# Any reports from buying R5 through local dealers?



## skp (Jul 30, 2020)

I got on my local dealer's pre-order list before the R5 was even announced because I had been under the impression that Canon had historically prioritized local brick and mortar retailers. Yesterday I found that they only got only five cameras in their first batch (I was #10 on the list), which I found pretty surprising given that this is a big dealer that serves Washington, DC-based news outlets (Ace Photo in Ashburn, VA).
Is this a sign of changes in the way Canon is doing business with brick and mortar camera shops?


----------



## Mt Spokane Photography (Jul 30, 2020)

Canon has stated that the cameras would ship in limited quantities. That translates to dealers will get fewer cameras than normal. That is going to create a black market for those who are willing to pay double to get one right away. I've already seen some asking $5800 for one.

By Christmas, prices could be quite high, or hopefully back to normal. Combine the initial shortage with higher than expected sales, and you get camera scalpers.


----------



## Jonathan Thill (Jul 30, 2020)

I was told Canon is Prioritizing CPS members, I was the 16th pre-order at my local shop. They got 7 Cameras for their 39 pre-orders and I am getting a Camera today (CPS Platinum Member) my understanding is Canon Canada requested CPS numbers from pre-orders for the first time in the programs history (Sounds like this is a Sony and Nikon Pro Service level perk) and redirected an additional unit for me. So the shop got 8 units.


----------



## skp (Jul 30, 2020)

I get that there's a shortage, but sending only 5 cameras to a big brick and mortar store serving a major US metropolitan area seems crazy. I guess I'm just salty about realizing that I would have had a better chance waiting longer and preordering from B&H or Amazon. I'd rather see brick and mortar stores get a decent first shipment before the online stores, especially considering that I called my local store and got on their list long before the online outlets started accepting preorders.


----------



## Mt Spokane Photography (Jul 30, 2020)

Ramage said:


> I was told Canon is Prioritizing CPS members, I was the 16th pre-order at my local shop. They got 7 Cameras for their 39 pre-orders and I am getting a Camera today (CPS Platinum Member) my understanding is Canon Canada requested CPS numbers from pre-orders for the first time in the programs history (Sounds like this is a Sony and Nikon Pro Service level perk) and redirected an additional unit for me. So the shop got 8 units.

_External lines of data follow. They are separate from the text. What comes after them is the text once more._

PR #699, opened 2024-02-16
Update hotkey_script_palettes.lua

cv-on-hub:
script_name from general_library; localised functions(); amended all secondary (modal) dialog foci; trimmed redundant vars; added Info button to “Configure” palettes; updated Notes for RTF.

### DIFF
--- a/src/hotkey_script_palettes.lua
+++ b/src/hotkey_script_palettes.lua
@@ -3,9 +3,9 @@ function plugindef()
     finaleplugin.Author = "Carl Vine"
     finaleplugin.AuthorURL = "https://carlvine.com/lua/"
     finaleplugin.Copyright = "CC0 https://creativecommons.org/publicdomain/zero/1.0/"
-    finaleplugin.Version = "0.65"
+    finaleplugin.Version = "0.66"
     finaleplugin.LoadLuaOSUtils = true
-    finaleplugin.Date = "2024/02/08"
+    finaleplugin.Date = "2024/02/23"
     finaleplugin.CategoryTags = "Menu, Utilities"
     finaleplugin.MinJWLuaVersion = 0.70
     finaleplugin.Notes = [[ 
@@ -16,7 +16,7 @@ function plugindef()
 
         The _Hotkey Palette_ principle is demonstrated expertly by 
         Nick Mazuk on YouTube 
-        ([www.youtube.com/@nickmazuk](https://www.youtube.com/@nickmazuk)). 
+        ([www.youtube.com/@nickmazuk ](https://www.youtube.com/@nickmazuk)). 
         Scripts are grouped into primary categories like _Intervals_, _Layers_, 
         _Notes & Chords_, _Measure Items_ and so on as a set of palettes triggered by keystroke. 
         Each primary palette calls up a second palette containing scripts in related areas, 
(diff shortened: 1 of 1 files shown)


cv-on-hub:
I think this branch is now ready to merge.

src/hotkey_script_palettes.lua
```diff
@@ -3,83 +3,48 @@ function plugindef()
...
         easily configurable palettes (dialog windows) organised by type of activity 
         and triggered by simple "hotkey" keystrokes.
 
-        The "Hotkey Palette" principle is demonstrated expertly by Nick Mazuk at 
-        [https://www.youtube.com/@nickmazuk]. 
-        Scripts are grouped into primary categories like "Intervals", "Layers", 
-        "Notes & Chords", "Measure Items" and so on as a set of palettes triggered by keystroke. 
-        Each primary palette calls up a second palette containg scripts in related areas, 
+        The _Hotkey Palette_ principle is demonstrated expertly by 
+        Nick Mazuk [on YouTube](https://www.youtube.com/@nickmazuk).
```
asherber, line 18: Note that links in Markdown like this don't render in RTF as you might expect -- appears to be partly a function of how pandoc translates them and partly a function of how the native controls render the RTF (at least on Windows). As a compromise solution, I would recommend removing the brackets around the target text, so that the URL simply displays in parens.

I can send a screenshot later on of what this looks like on Windows.

cv-on-hub: > I can send a screenshot later on of what this looks like on Windows.

Yes please. The RTF looks fine through `pandoc` and through 'show_notes_dialog' on Mac, though sometimes needs a _hard_ space to force a gap after the hyperlink.

asherber: Well, I take it back -- your info window appears to visually render just fine, though I remember there being issues with links when I was testing the feature.

**However,** the links are not clickable, and they don't even display the URL on hover, which makes them both practically useless and uninformative.

image

(As a side note, looking at all of the text you have is making me realize that a little extra line spacing might be useful, at least on Windows. Does the text appear a bit cramped on Mac as well?)

cv-on-hub: > the links are not clickable, and they don't even display the URL

Well that's disappointing, because they both click and hover in Mac. But worth losing to honour platform equality. Line spacing is OK on Mac - in keeping with the font size, though a tad wider wouldn't hurt. 

RTF on Mac

asherber: @cv-on-hub Thanks for the screenshot. I'll open another thread if I can implement line spacing, so we can share how it looks on our respective platforms.

@rpatters1 Any thoughts about settings on the Windows control that would improve the hyperlink experience?

rpatters1:
Both OS controls should correctly render line spacing and other paragraph formatting that is built into the RTF. In addition, starting with RGP Lua 0.71, there is a [SetLineSpacing](https://pdk.finalelua.com/class_f_c_ctrl_text_editor.html#aa1b7bae0862b03434c24675581f3cb0a) method. Note the platform differences in how it works.

asherber:
I'm going to try adding the line spacing directly to the RTF, because I think the behavior may be more predictable. But the bigger issue on Windows is that links don't seem to be clickable. What's the name of the native control?

rpatters1:
On WIndows it's Rich Edit.

rpatters1:
I should add, it's WinAPI RIch Edit, not .Net.

rpatters1:
I made a relatively simply change to the Windows control, with a tip from @asherber. It now behaves the same on Win as on Mac, including changing the cursor. This will be available in 0.72 of RGP Lua.

rpatters1:
Also available will be the URL tooltips. These already exist on Mac, but (at least on my system) the delay before they appear is a bit long. On Win (with my changes) they will appear right away.

cv-on-hub:
> Also available will be the URL tooltips.

Fantastic. (And yes - they are sluggish on Mac). So should I reinstate the hyperlinks in anticipation?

Canon Canada does give priority to CPS members. Unfortunately, Canon USA does not.


----------



## Jonathan Thill (Jul 30, 2020)

Mt Spokane Photography said:


> Canon Canada does give priority to CPS members. Unfortunately, Canon USA does not.

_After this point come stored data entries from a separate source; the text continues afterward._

PR #702, opened 2024-02-16
Update gracenote_slash.lua

cv-on-hub:
Many small changes but also establishing that my local `master` is workable again.`script_name` from general_library; added single note slash option; added “restore defaults” option, keystroke filtering and key commands; allow configuration without music selection; upgraded Notes for `utils.show_notes_dialog`; sundry minor improvements.


cv-on-hub:
PS: have left RTF hyperlinks intact in `plugin.Notes` until options explored with @asherber.

Issue #1402, opened 2023-03-17
Accessibility: Tooltip element's role 'none' is not a widget role


nmgokhale:
Ref: 3485

Fix this violation in all common-properties tooltips.

<img width="667" alt="tooltip-violation" src="https://user-images.githubusercontent.com/25124000/225778592-1f9f3bd1-3843-4adf-afa3-7d19060a50d2.png">

![Screenshot 2023-03-16 at 5 04 14 PM](https://user-images.githubusercontent.com/25124000/225778698-1dc02423-7b70-480c-aac6-62ad27c26b1f.png)

PR #1403, opened 2023-03-17
#1402 Accessibility: Fixed Tooltip element's role 'none' is not a widget role

nmgokhale:
Fixes: #1402 

Followed same pattern as [carbon tooltip](https://v10.carbondesignsystem.com/components/tooltip/code/). 
- For toolbar - Added `aria-labelledby` attribute to the `tooltip-trigger` element.
- For common-properties tooltips - Added `aria-labelledby, aria-expanded, aria-controls` attributes to the `tooltip-trigger` element. 

Follwing [ARIA example](https://developer.mozilla.org/en-US/docs/Web/Accessibility/ARIA/Roles/tooltip_role#examples) -
Added `role="tooltip", id` attributes to actual tooltip content having `className="common-canvas-tooltip"`.

**Before -**
Screenshot 2023-03-16 at 5 04 14 PM

**After -**
Screenshot 2023-03-16 at 5 17 11 PM

 
           in the file; or

           it.

### DIFF
--- a/canvas_modules/common-canvas/src/common-properties/components/virtualized-table/virtualized-table.jsx
+++ b/canvas_modules/common-canvas/src/common-properties/components/virtualized-table/virtualized-table.jsx
@@ -24,7 +24,6 @@ import { injectIntl } from "react-intl";
 import defaultMessages from "../../../../locales/common-properties/locales/en.json";
 
 import { isEmpty, differenceBy, mapValues } from "lodash";
-import { v4 as uuid4 } from "uuid";
 import classNames from "classnames";
 
 import PropTypes from "prop-types";
@@ -53,10 +52,6 @@ class VirtualizedTable extends React.Component {
 			columns: this.props.columns,
 			columnResized: false
 		};
-		this.uuidForColumns = this.state.columns.reduce(function(prev, column) {
-			prev[column.key] = uuid4();
-			return prev;
-		}, {});
 		this.virtualizedTableRef = React.createRef();
 		this.lastChecked = isEmpty(props.rowsSelected) ? null : props.rowsSelected.slice(-1).pop();
 
@@ -249,7 +244,7 @@ class VirtualizedTable extends React.Component {
 			? null
 			: (<div className="properties-vt-info-icon-tip">
 				<Tooltip
-					id={`properties-tooltip-${this.uuidForColumns[dataKey]}-info`}
+					id="properties-tooltip-info"
 					tip={columnData.description}
 					direction="bottom"
 					className="properties-tooltips"
@@ -259,7 +254,7 @@ class VirtualizedTable extends React.Component {
 				</Tooltip>
 			</div>);
 
-		const tooltipId = `${this.uuidForColumns[dataKey]}-tooltip-column-${dataKey}`;
+		const tooltipId = `tooltip-column-${dataKey}`;
 
 		const resizeElem = columnData.resizable && !this.isLastColumn(dataKey)
 			? (<Draggable
--- a/canvas_modules/common-canvas/src/common-properties/components/virtualized-table/virtualized-table.jsx
+++ b/canvas_modules/common-canvas/src/common-properties/components/virtualized-table/virtualized-table.jsx
@@ -245,7 +245,7 @@ class VirtualizedTable extends React.Component {
 			? null
 			: (<div className="properties-vt-info-icon-tip">
 				<Tooltip
-					id={`properties-tooltip-${columnData.headerLabel}-info`}
+					id={`properties-tooltip-${columnData.headerLabel.split(" ").join("")}-info`}
 					tip={columnData.description}
 					direction="bottom"
 					className="properties-tooltips"
--- a/canvas_modules/common-canvas/src/common-properties/components/virtualized-table/virtualized-table.jsx
+++ b/canvas_modules/common-canvas/src/common-properties/components/virtualized-table/virtualized-table.jsx
@@ -53,6 +53,10 @@ class VirtualizedTable extends React.Component {
 			columns: this.props.columns,
 			columnResized: false
 		};
+		this.uuidForColumns = this.state.columns.reduce(function(prev, column) {
+			prev[column.key] = uuid4();
+			return prev;
+		}, {});
 		this.virtualizedTableRef = React.createRef();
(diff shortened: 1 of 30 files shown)


canvas_modules/common-canvas/src/common-properties/controls/textarea/textarea.jsx
```diff
@@ -98,7 +98,7 @@ class TextareaControl extends React.Component {
 
 		let display = textArea;
 		if (this.props.tableControl) {
-			const tooltipId = uuid4() + "-tooltip-column-" + this.props.propertyId.toString();
+			const tooltipId = uuid4() + "-tooltip-column-" + getPropertyIdOfTableControlString(this.props.propertyId);
```
nmgokhale, line 101: Before there was `[Object Object]` in tooltipId  -
Screenshot 2023-03-16 at 5 28 31 PM

After -
Screenshot 2023-03-16 at 5 33 56 PM

canvas_modules/common-canvas/src/common-properties/components/virtualized-table/virtualized-table.jsx
```diff
@@ -245,7 +245,7 @@ class VirtualizedTable extends React.Component {
 			? null
 			: (<div className="properties-vt-info-icon-tip">
 				<Tooltip
-					id={`properties-tooltip-${columnData.headerLabel}-info`}
+					id={`properties-tooltip-${columnData.headerLabel.split(" ").join("")}-info`}
```
caritaou, line 248: This is the same as `string.replace(" ", "")`?

canvas_modules/common-canvas/src/common-properties/util/property-utils.js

I think they are considering it, there was a lot of back lash with the slow roll of the 1Dx III. Not helpful today but maybe in the future.


----------



## Viggo (Jul 31, 2020)

My local shop has several in stock and have plenty for sale. I just asked them just now and I could have one shipped today if I wanted one. I don’t however, I’m going to wait ...

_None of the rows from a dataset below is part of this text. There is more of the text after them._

PR #1578, opened 2023-09-27
#1575 When parameterDef is dynamically updated, don't set INITIAL_LOAD on pre-existing properties

### LINKED ISSUE #1575: Add an option to refresh parameterDef for common-properties
Ref: 3603

Add a new config option in [propertiesInfo object](https://github.com/elyra-ai/canvas/wiki/3.0-Common-Properties-documentation#step-2--set-the-data).

```
id:  "{id}"	            // Unique parameter definition ID [Optional]
```

`id` will be used to compare whether updated parameterDef is provided or a completely new parameterDef is provided to the common-properties.

In updated parameterDef, don't set `type: initial_load` on pre-existing properties.

nmgokhale:
Fixes #1575 

Added a new optional config option `id` in [propertiesInfo object](https://github.com/elyra-ai/canvas/wiki/3.0-Common-Properties-documentation#step-2--set-the-data).

To test this PR, add following code in test harness App.js - https://github.com/elyra-ai/canvas/blob/main/canvas_modules/harness/src/client/App.js#L1940

```
setTimeout(() => {
			console.log("Updating paramDef after 30 seconds");
			const oldParamDef = this.state.propertiesInfo.parameterDef;
			const newParamDef = cloneDeep(oldParamDef);

			const uuid = uuid4();
			const parameterObj = {
				"id": `checkbox-${uuid}`,
				"type": "boolean",
				"default": true
			};

			const parameterInfoObj = {
				"parameter_ref": `checkbox-${uuid}`,
				"label": {
					"default": `checkbox-${uuid}`
				},
				"description": {
					"default": "new added checkbox with undefined value"
				}
			};
			newParamDef.parameters.push(parameterObj);
			newParamDef.uihints.parameter_info.push(parameterInfoObj);
			newParamDef.uihints.group_info[0].parameter_refs.push(`checkbox-${uuid}`);

			const newPropsInfo = cloneDeep(this.state.propertiesInfo);
			newPropsInfo.parameterDef = newParamDef;
			this.setState({ propertiesInfo: newPropsInfo });

		}, 30000);

```
Also add logs in propertyListener - https://github.com/elyra-ai/canvas/blob/main/canvas_modules/harness/src/client/App.js#L1795

```
propertyListener(data) {
		console.log(data);
}
```

After updating current parameterDef every 5 seconds by adding a new property, notice `INITIAL_LOAD` is added only on the latest property. Not on the pre-existing properties.

https://github.com/elyra-ai/canvas/assets/25124000/8f039fba-650f-4110-924e-7aaa79b5ab6f

 
           in the file; or

           it.

### DIFF
--- a/canvas_modules/common-canvas/src/common-properties/properties-controller.js
+++ b/canvas_modules/common-canvas/src/common-properties/properties-controller.js
@@ -28,7 +28,7 @@ import { STATES, ACTIONS, CONDITION_TYPE, PANEL_TREE_ROOT, CONDITION_MESSAGE_TYP
 import CommandStack from "../command-stack/command-stack.js";
 import ControlFactory from "./controls/control-factory";
 import { Type, ParamRole, ControlType, ItemType } from "./constants/form-constants";
-import { has, cloneDeep, assign, isEmpty, isEqual, isUndefined, get } from "lodash";
+import { has, cloneDeep, assign, isEmpty, isEqual, isUndefined, get, difference } from "lodash";
 import Form from "./form/Form";
 import { getConditionOps } from "./ui-conditions/condition-ops/condition-ops";
 import { DEFAULT_LOCALE } from "./constants/constants";
@@ -427,7 +427,7 @@ export default class PropertiesController {
 				let differentProperties = [];
 				if (sameParameterDefRendered) {
 					// When a parameterDef is dynamically updated, set difference between old and new controls
-					differentProperties = PropertyUtils.getObjectDifference(this.controls, this.prevControls);
+					differentProperties = difference(Object.keys(this.controls), Object.keys(this.prevControls));
 				}
 
 				if (sameParameterDefRendered && differentProperties.indexOf(control.name) === -1) {
--- a/canvas_modules/common-canvas/src/common-properties/properties-controller.js
+++ b/canvas_modules/common-canvas/src/common-properties/properties-controller.js
@@ -55,7 +55,7 @@ export default class PropertiesController {
 		this.allowChangeDefinitions = {};
 		this.conditionalDefaultDefinitions = {};
 		this.panelTree = {};
-		this.oldControls = {};
+		this.prevControls = {};
 		this.controls = {};
 		this.actions = {};
 		this.customControls = [];
@@ -111,23 +111,15 @@ export default class PropertiesController {
 		return this.editorSize;
 	}
 
-	setOldParameterDefId(oldParameterDefId) {
-		this.oldParameterDefId = oldParameterDefId;
-	}
-
-	getOldParameterDefId() {
-		return this.oldParameterDefId;
-	}
-
 	/**
-	* @param {string} parameterDefId - Optional ID from propertiesInfo
+	* @param {string} id - Optional ID from propertiesInfo
 	*/
-	setParameterDefId(parameterDefId) {
-		this.parameterDefId = parameterDefId;
+	setId(id) {
+		this.id = id;
 	}
 
-	getParameterDefId() {
-		return this.parameterDefId;
+	getId() {
+		return this.id;
 	}
 
 	setLight(light) {
@@ -154,16 +146,6 @@ export default class PropertiesController {
 		return this.propertiesConfig.containerType === "Tearsheet";
 	}
 
-	// Compare old & new controls, set an array of different properties
-	setDifferentProperties() {
-		const differentProperties = PropertyUtils.getObjectDifference(this.controls, this.oldControls);
-		this.differentProperties = differentProperties;
-	}
-
-	getDifferentProperties() {
-		return this.differentProperties;
-	}
-
 	setParamDef(paramDef) {
 		const containerType = get(this.getPropertiesConfig(), "containerType");
 		const convertTypes = get(this.getPropertiesConfig(), "convertTypes");
@@ -180,7 +162,7 @@ export default class PropertiesController {
 		this.reactIntl = intl;
 		// set initial property values
 		if (this.form) {
-			this.oldControls = this.controls;
+			this.prevControls = this.controls;
 			this.controls = {};
 			this.setControlStates({}); // clear state
 			this.setErrorMessages({}); // clear messages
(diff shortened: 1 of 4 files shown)


canvas_modules/common-canvas/src/common-properties/properties-controller.js
```diff
@@ -110,6 +111,25 @@ export default class PropertiesController {
 		return this.editorSize;
 	}
 
+	setOldParameterDefId(oldParameterDefId) {
```
matthoward366, line 114: Instead of having these methods can't we just pass the ID in the setForm method?  We can still save the Id but we shouldn't need to keep the old and newIds stored.  We also shouldn't need these methods since only the controller needs to care about the Ids.

canvas_modules/common-canvas/src/common-properties/properties-controller.js
```diff
@@ -134,6 +154,16 @@ export default class PropertiesController {
 		return this.propertiesConfig.containerType === "Tearsheet";
 	}
 
+	// Compare old & new controls, set an array of different properties
+	setDifferentProperties() {
+		const differentProperties = PropertyUtils.getObjectDifference(this.controls, this.oldControls);
```
matthoward366, line 159: Would lodash.differenceBy do this same thing?  I think we just need to compare the keys of the objects.  Right?  We only need to compute the once so I don't know if we need to store differences as a class variable.

canvas_modules/common-canvas/src/common-properties/properties-controller.js
```diff
@@ -150,6 +180,7 @@ export default class PropertiesController {
 		this.reactIntl = intl;
 		// set initial property values
 		if (this.form) {
+			this.oldControls = this.controls;
```
matthoward366, line 183: instead of old maybe `prevControls` or maybe even just the controlIds if that's all we care about.

canvas_modules/common-canvas/src/common-properties/properties-main/properties-main.jsx
```diff
@@ -58,6 +58,7 @@ class PropertiesMain extends React.Component {
 		this.propertiesController.setLight(props.light);
 		this.propertiesController.setAppData(props.propertiesInfo.appData);
 		this.propertiesController.setExpressionInfo(props.propertiesInfo.expressionInfo);
+		this.propertiesController.setParameterDefId(props.propertiesInfo.parameterDefId);
```
matthoward366, line 61: Should this just be `id`.  Using parameterDefId makes me think it should go inside the paramDef.

canvas_modules/common-canvas/src/common-properties/properties-controller.js
nmgokhale: Tried using `differenceBy(this.controls, this.prevControls, isEqual)` but its returning an empty array.

matthoward366: You'd probably write your own function to compare the control names.

matthoward366: or maybe just pass in the keys since that's really what you to know the difference on.  Then I think you can use just difference

canvas_modules/common-canvas/src/common-properties/properties-main/properties-main.jsx
```diff
@@ -107,12 +108,20 @@ class PropertiesMain extends React.Component {
 				(newProps.propertiesInfo.formData && !isEqual(newProps.propertiesInfo.formData, this.props.propertiesInfo.formData)) ||
 				(newProps.propertiesInfo.parameterDef && !isEqual(newProps.propertiesInfo.parameterDef, this.props.propertiesInfo.parameterDef)) ||
 				(newProps.propertiesInfo.appData && !isEqual(newProps.propertiesInfo.appData, this.props.propertiesInfo.appData))) {
+				// Save prevId first before setting the new one from propertiesInfo
+				this.propertiesController.prevId = this.propertiesController.getId();
```
matthoward366, line 112: Why do we need to store the id?  Can we just compare the new vs prev properties like we do other the parameterDef.

canvas_modules/common-canvas/src/common-properties/properties-main/properties-main.jsx
```diff
@@ -107,12 +108,20 @@ class PropertiesMain extends React.Component {
...
+					this.propertiesController.setId(newProps.propertiesInfo.id);
+				}
 				this.setForm(newProps.propertiesInfo);
 				const newEditorSize = this.propertiesController.getForm().editorSize;
 				if (this.state.editorSize !== newEditorSize) {
 					this.setState({ editorSize: newEditorSize });
 				}
-				this.currentParameters = this.propertiesController.getPropertyValues();
+				// Reset property values for new parameterDef
+				if (has(newProps.propertiesInfo, "id") && (this.propertiesController.prevId !== this.propertiesController.getId())) {
```
matthoward366, line 122: Why use `has`.  Can't we just do `if (newProps.propertiesInfo.id ...)`

canvas_modules/common-canvas/src/common-properties/properties-controller.js
```diff
@@ -409,7 +422,19 @@ export default class PropertiesController {
...
-				this.updatePropertyValue(propertyId, controlValue, true, UPDATE_TYPE.INITIAL_LOAD);
+				// When parameterDef is dynamically updated, don't set INITIAL_LOAD on pre-existing properties
+				const sameParameterDefRendered = this.prevId === this.getId();
+				let differentProperties = [];
+				if (sameParameterDefRendered) {
+					// When a parameterDef is dynamically updated, set difference between old and new controls
+					differentProperties = difference(Object.keys(this.controls), Object.keys(this.prevControls));
+				}
+
+				if (sameParameterDefRendered && differentProperties.indexOf(control.name) === -1) {
```
matthoward366, line 433: Would using `includes` be better here?

canvas_modules/common-canvas/src/common-properties/properties-main/properties-main.jsx
nmgokhale: We store everything under `propertiesInfo` in `propertiesController` - https://github.com/elyra-ai/canvas/blob/main/canvas_modules/common-canvas/src/common-properties/properties-main/properties-main.jsx#L59C3-L60C84

Followed the same pattern for `propertiesInfo.id`.

matthoward366: Right, but we really don't need this for later on like the others.

matthoward366 (approved):
lgtm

before you ask, it’s in Norway


----------



## Chris.Chapterten (Jul 31, 2020)

Viggo said:


> My local shop has several in stock and have plenty for sale. I just asked them just now and I could have one shipped today if I wanted one. I don’t however, I’m going to wait ...
> 
> before you ask, it’s in Norway


Nice to have the option!


----------



## snapshot (Jul 31, 2020)

I pre-orderd from precision-camera in austin after the announcement. At the time of the pre-order they were not hopeful I would get one of the first batch, according to the sales folks people had preordered for almost a year. Either they got more than they expected or folks either cancelled or moved their pre-order to the r6. anyways i received one yesterday. now to get a mount adapter...


----------



## HenryL (Jul 31, 2020)

skp said:


> I get that there's a shortage, but sending only 5 cameras to a big brick and mortar store serving a major US metropolitan area seems crazy. I guess I'm just salty about realizing that I would have had a better chance waiting longer and preordering from B&H or Amazon. I'd rather see brick and mortar stores get a decent first shipment before the online stores, especially considering that I called my local store and got on their list long before the online outlets started accepting preorders.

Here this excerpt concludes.